Ater the gig, George and I had a nice chat, having a mutual friend at Decca Records New York office, and George kindly signed my copy of his "New York, N. Y." album with the following: "Think you can lick it . . Jump to the wicket, Dave . . . (signed) George Russell", a paraphrase of the opening Jon Hendricks narration. I also have the other two albums he did for Decca, "George Russell Sextet At The Five Spot" (a misleading title, as it's not a 'live' album)autographed "To Dave . . .Hang In and keep it going . . .(signed) George Russell, and George Russell Sextet in K. C.", "To Dave - my good friend . . . best of everything" but this one's not autographed by George. All three albums came to me from our mutual friend at Decca Records, New York when I wrote for a while for music mags in the States. Dave The Rave

Paul said...

The death of George Russell, after several years of declining health, breaks another link in my personal jazz history.
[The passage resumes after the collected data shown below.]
PR #10, opened 2022-07-01
Fixes 79: Search and filter content sources list

rverdile:
**Adds:** 
- `ContentListFilters.tsx`
- `ContentListChips.tsx`
- `DropdownSelect.tsx`
- ~~`ContentListToolbar.tsx`~~

ContentListFilters, ContentListChips, and DropdownSelect all work nicely together with the existing table to make the search bar with filters. This is what I had originally (and what ContentListTable currently renders).

 ~~_Then_, I found the [patternfly Toolbar component](https://www.patternfly.org/v4/components/toolbar/), which is maybe what I should've used, so I tried implementing the same thing with that. But, that implementation is still buggy and seems a lot messier than the first one.~~ Not using this.

Still needs
- [x] ~~Fix ContentListToolbar?~~
- [x] API call to repository_params endpoint (right now uses mocked data)

### DIFF
--- a/src/components/ContentListTable/ContentListChips.tsx
+++ b/src/components/ContentListTable/ContentListChips.tsx
@@ -1,0 +1,60 @@
+import React, { useContext } from 'react';
+import { Button, Chip, ChipGroup } from '@patternfly/react-core';
+import { ContentListContext } from './ContentListContext';
+
+const ContentListChips = () => {
+
+    const {
+      filterData,
+      searchQuery,
+      setSearchQuery,
+      selectedVersions,
+      setSelectedVersions,
+      selectedArches,
+      setSelectedArches,
+    } = useContext(ContentListContext)
+
+    const deleteItem = (id: string, chips, setChips) => {
+        const copyOfChips = [...chips];
+        const filteredCopy = copyOfChips.filter(chip => chip !== id);
+        setChips(filteredCopy);
+    };
+
+    const clearFilters = () => {
+        setSelectedVersions([])
+        setSelectedArches([])
+        setSearchQuery('')
+    }
+
+    return (
+        <>
+            <ChipGroup categoryName={'Version'}>
+                {selectedVersions.map(version => (
+                    <Chip key={version} onClick={() => deleteItem(version, selectedVersions, setSelectedVersions)}>
+                        {version}
+                    </Chip>
+                ))}
+            </ChipGroup>
+            <ChipGroup categoryName={'Architecture'}>
+                {selectedArches.map(arch => (
+                    <Chip key={arch} onClick={() => deleteItem(arch, selectedArches, setSelectedArches)}>
+                        {arch}
+                    </Chip>
+                ))}
+            </ChipGroup>
+                {(searchQuery !== '') && <ChipGroup categoryName={'Name/URL'}>
+                    <Chip key={'search_chip'} onClick={() => setSearchQuery('')}>
+                        {searchQuery}
+                    </Chip>
+            </ChipGroup>}
+            {(filterData.searchQuery !== ''
+                && searchQuery !== ''
+                || !!selectedVersions?.length
+                || !!selectedArches?.length
+            )
+            && <Button onClick={clearFilters} variant="link" isInline>Clear filters</Button>}
+        </>
+    );
+}
+
+export default ContentListChips
--- a/src/components/ContentListTable/ContentListChips.tsx
+++ b/src/components/ContentListTable/ContentListChips.tsx
@@ -1,60 +1,68 @@
 import React, { useContext } from 'react';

While I was still at school, his 1961 album Ezz-thetics sat alongside recordings by the likes of Mingus, Ornette Coleman and Cecil Taylor as hugely exciting examples of the way that jazz was opening up to newly liberating approaches. I didn’t see him live until his superb concert at Newcastle’s People’s Theatre in 1986, and then again at his 80th birthday concert in London in 2003, and on both occasions was struck by his infectious enthusiasm, his continuing receptiveness to new ideas, and his inspirational encouragement of successive generations of young musicians. His influential ‘Lydian Chromatic Concept of Tonal Organisation’, like Ornette’s Harmolodic Theory, just makes my eyes glaze over, but the gift to my ears, and to the development of contemporary jazz, has been enormous. Thanks George.
(Copied from Paul Bream's Newsletter with Paul's permission.)

Anonymous said...

I too was at the Bracknell festival in 87 - I saw the band, but not the talk. It was an excellent gig, as far as I recall - by chance, I sat next to the late Richard Cook. I was just discovering jazz at the time (I have a vague memory of going to Bracknell because the Jazz Warriors or Loose Tubes were on the bill - and because I knew Andy Sheppard was in the George Russell big band).

It was a great sound - sorely missed.

Sheila Jordan (on Facebook) said...

My friend George Russell passed away last night while I was in the hospital. He was a beautiful and brilliant man and I loved him dearly.